THE BO(U)LDER QUESTION

By Pedar Foss, professor of classical studies Archaeologists have dated the devastating eruption of Mount Vesuvius to AD 79, but opinions have differed on the exact date on which the people of Pompeii met their fate. That is, until Pedar Foss, classical studies professor and chair at DePauw, figured it out. We asked him:

When exactly did Mount Vesuvius erupt?

I

n AD 79, at the height of the Roman empire, Mount Vesuvius erupted, obliterating towns, farms and seaside villas in the Bay of Naples. Lost until the 18th century, the well-preserved ruins of Pompeii, Herculaneum and other sites have since captivated generations of archaeologists and visitors. The eruption is one of the few historical events that might be dated precisely, but literary and archaeological sources have seemed to provide divergent dates. Recently, the find of a charcoal inscription at Pompeii with “17 October” suggested an eruption of Oct. 24, challenging the traditional Aug. 24 date recorded in the oldest writings by Pliny the Younger, a Roman senator who witnessed the eruption when he was a boy of 17. Scholarly opinion over the last 20 years has split over which date is correct. Now, after a nine-year study of all the ancient, medieval and modern evidence, I have clarified what Pliny actually wrote. I had to gather all surviving manuscripts of Pliny’s “Letters.” Previous studies employed about 25, but I examined 79. I recorded all variants among the Latin texts and used both traditional methods of

side-by-side comparison, called “collation,” and modern statistical analysis of some 170,000 data points of different readings, with the help of Bryan Hanson, emeritus professor of chemistry and biochemistry at DePauw. This led to a new “family tree” of manuscripts that mapped out how the errors were propagated over the nearly 1,400 years between Pliny’s original and the first printed editions. A simple scribal mistake, made sometime in the 1420s, of switching a “u” for an “n” for the Roman date resulted in an incorrect date of “1 November.” This error grew in a key branch of texts that was used for the second print edition in 1474. Once that November date came into the novel and fast-growing circulation of printed books, it proliferated – and, like false claims on social media today – spawned further misreadings, misunderstandings and misuses.
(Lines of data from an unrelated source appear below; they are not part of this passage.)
PR #124, opened 2019-01-25
fix: Allow more flexible EventStream buffers

### LINKED ISSUE #120: Stream-based API is difficult to use due to buffer lifetime
See https://github.com/inotify-rs/inotify/issues/106#issuecomment-418343576.

#119 adds an example for working around this issue.

hawkw:
This commit changes the `EventStream` type to hopefully avoid some of
the previously observed difficulties (viz. #120) around the lifetime of
the user-provided buffer.

Previously, calls to `EventStream::new` were required to provide an
`&'a mut [u8]`, where the `EventStream` is generic over the lifetime
`'a`. This is an issue in many cases, where the `EventStream` must
live for the `'static` lifetime, as it requires a `'static mut` buffer,
which is difficult to create safely.

This branch changes the `EventStream` type to be generic over a type
`T` which implements `AsRef<[u8]>` and `AsMut<[u8]>`. Since an
`&mut [u8]` implements these traits, means that the `EventStream` may
now be constructed with an owned buffer _or_ a borrowed buffer. Thus,
users can pass in a `&mut [u8]` to a short-lived `EventStream`, while a
`'static` one can be constructed by passing in a `[u8; N]`, a
`Vec<u8>`, _or_ a `&'static mut [u8]`.

Additionally, this means that buffer types from other crates (such as
`bytes`) could theoretically be used, without requiring `inotify` to
depend on those crates. I'm not sure if this would actually happen that
often in practice, but it's a nice side benefit.

Fixes #120.

Signed-off-by: Eliza Weisman <eliza@buoyant.io>

### DIFF
--- a/examples/issue-120-workaround.rs
+++ b/examples/issue-120-workaround.rs
@@ -9,10 +9,6 @@ use tempdir::TempDir;
 use tokio::prelude::*;
 
 fn main() -> Result<(), io::Error> {
-    /// XXX: this is a workaround to set the inotify's buffer to be
-    /// used, matching with tokio's runtime API
-    /// https://github.com/inotify-rs/inotify/issues/120
-    static mut BUFFER: [u8; 32] = [0; 32];
 
     let mut inotify = Inotify::init()?;
 
@@ -26,7 +22,7 @@ fn main() -> Result<(), io::Error> {
     });
 
     let future = inotify
-        .event_stream(unsafe { &mut BUFFER })
+        .event_stream([0; 32])
         .map_err(|e| println!("inotify error: {:?}", e))
         .for_each(move |event| {
             println!("event: {:?}", event);
--- a/tests/main.rs
+++ b/tests/main.rs
@@ -61,7 +61,7 @@ fn it_should_watch_a_file_async() {
 
     use futures::Stream;
     let events = inotify
-        .event_stream(&mut buffer)
+        .event_stream(&mut buffer[..])
         .take(1)
         .wait()
         .collect::<Vec<_>>();
--- a/src/inotify.rs
+++ b/src/inotify.rs
@@ -402,8 +402,10 @@ impl Inotify {
     ///
     /// [`Inotify::event_stream_with_handle`]: struct.Inotify.html#method.event_stream_with_handle
     #[cfg(feature = "stream")]
-    pub fn event_stream<'buffer>(&mut self, buffer: &'buffer mut [u8])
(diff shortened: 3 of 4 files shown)


examples/issue-120-workaround.rs
```diff
@@ -26,7 +22,7 @@ fn main() -> Result<(), io::Error> {
     });
 
     let future = inotify
-        .event_stream(unsafe { &mut BUFFER })
```
hannobraun: I think this example should be removed and this technique here should be part of the API documentation (as a small example). Not necessary to do it in this PR, but we shouldn't forget to open an issue, at least.

tests/main.rs
```diff
@@ -61,7 +61,7 @@ fn it_should_watch_a_file_async() {
 
     use futures::Stream;
     let events = inotify
-        .event_stream(&mut buffer)
+        .event_stream(&mut buffer[..])
```
hannobraun: I assume this change was required to get it to compile? If so, this is a breaking change. Not a problem, just want to confirm.

hannobraun:
@hawkw 
Since you seem to be using this in production, would you like me to do a new (minor) release right now?

I'd prefer to let this sit for a while, due to laziness/busyness, to let it mature for a bit, and potentially to group it with other breaking changes that might be coming. But I'm happy to cut a release right now, if that helps you out.

tests/main.rs
hawkw: Yeah, that's correct --- it's only necessary when the array is longer than `[T; 32]`, as only arrays of length 0-32 have `AsRef`/`AsMut` impls.

hawkw:
@hannobraun if you're anticipating more breaking changes in the near future, I think we're fine with a Git dependency temporarily. 

Alternatively, I think it may be possible to make the change more backwards-compatible, by adding a new constructor that takes a `T: AsRef + AsMut`, leaving `new`'s signature as it was previously, and having it slice the buffer and pass it to the new constructor. However, I think this is probably not a great idea, as it results in a more confusing API, and the `EventStream` type's generic parameter is still changing, so this is still a breaking change when the `EventStream` is e.g. a struct field...

hannobraun:
@hawkw I'm not anticipating more breaking changes, I just figured we might decrease some churn in case any more are coming. Sounds like a new release is the way to go though. I'll try to get it done soon.

I agree that attempts to alleviate the breakage are probably counter-productive, for the reasons you mentioned.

By the 20th century, seven different possibilities were in circulation (eight, if you count Mark Twain’s “9th of November”). Those many options gave the appearance of doubt concerning what Pliny actually wrote but, upon examination, I was able

to explain away each of the mistaken alternatives. Advances in scientific archaeology continue to offer new techniques for dating the past, but so far, studies of fish, pomegranates, grapes, figs, nuts, pinecones, pollen, clothes, coins and wind patterns have not proven sufficiently precise to confirm any particular date. I provide details of my investigation in my new book, “Pliny and the Eruption of Vesuvius,” which includes new translations and commentaries for Pliny’s letters about the disaster. The data I used are publicly available on the Routledge website, where readers may see the evidence for themselves. I took this step to demonstrate that, even in an age when every claim seems to be contested, careful research process and presentation can produce results with a high degree of certainty. Settling on a date of Aug. 24 should now make it possible to use the Vesuvian eruption as a reliable chronological measuring stick for future investigations of the past.